Włączyłam radio i spojrzałam na zegarek, kontrolując czas. Zostało nie całe półtorej godziny. Boziu 7:30…strasznie wcześnie ;D Max właśnie kończył robić tosty jednocześnie smażąc jajecznicę. Kończyłam robić kawę, kiedy chłopak przytulił mnie od tyłu, oplatając mój brzuch.

-Co tam???- zapytałam.

-Mam do ciebie bardzo ważne pytanie…- o-oł. Coś się kroi. Odwróciłam się i spojrzałam mu w oczy.

-Stało się coś???

-W pewnym sensie.

-Maaaax…- zapadła długa cisza.

-Gdzie są talerze???- zapytał, po czym wybuchnął śmiechem. Myślałam, że go uduszę!!! Ja tu zachodzę w głowę, co się kurka stało, a ten sobie żarciki urządza.

-Osz tyyyyy !!!!- sprzedałam mu sójkę w brzuch i zaczęłam się śmiać razem z nim.- Myślałam, że to coś poważnego, a ty sobie kącik żartów urządzasz. Wiesz, co??? Ughhh uduszę cię kiedyś, zobaczysz!!!

-Oj no przepraszam.- pocałował mnie krótko.- To gdzie są te talerze??

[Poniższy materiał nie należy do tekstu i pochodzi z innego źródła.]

PR #121, opened 2021-05-07
Add chainspecs and make the docker images publish on pushes to main

lsaether:
should be good to go if CI passes


node/src/cli.rs
```diff
@@ -143,9 +143,13 @@ pub fn load_spec(
             #[cfg(feature = "parachain")]
             para_id,
         )?),
-        "battery_park" => Box::new(crate::chain_spec::battery_park_config(
-            #[cfg(feature = "parachain")]
-            para_id,
```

-Przecież jak byłam chora, to robiłeś mi obiadki. Już nie pamiętasz???

-Szafka, w której ostatnio je widziałem jest zajęta przez przyprawy, koszyczki i tego typu rzeczy.- a fakt. Robiłyśmy z mamą przemeblowanie (jeśli można to tak nazwać).

-Yyy faktycznie. Pierwsza szafka od okna.

Nakryłam do stołu, a Max postawił na nim gorące, pysznie pachnące i ładnie wyglądające śniadanie. Przez cały czas, jakaś wewnętrzna radość rozsadzała mnie od środka. Nie wiedziałam, że będzie to trwać tak długo. W końcu jestem z Max’em już…prawie pięć miesięcy!!! O kurczę… Poczułam miłe łaskotanie w żołądku. Nagle przypomniało mi się, że w domu jest jeszcze jeden osobnik.

-Dokończ robić kawę, ok???- zwróciłam się do Max’a. Wyszłam z kuchni, weszłam na pierwszy stopień schodów i krzyknęłam.- Chris!!! Jesz z nami ?!?!?!

-Nie dzięki!!! Jadłem u Peter’a!!!- odkrzyknął.

-Ok!- wróciłam do kuchni i na wejściu powiedziałam.- Trzeba będzie się zmyć do ciebie, bo jak moi rodzice nas razem zobaczą w domu, a ty będziesz miał na sobie wyjściowe spodnie i podkoszulek mojego brata, to będziemy się spowiadać.

-Nie ma sprawy.- uśmiechnął się do mnie i wskazał otwarta dłonią na miejsce przy zastawiony stole.- Pani, zapraszam.- zaśmiałam się cicho i zajęłam miejsce.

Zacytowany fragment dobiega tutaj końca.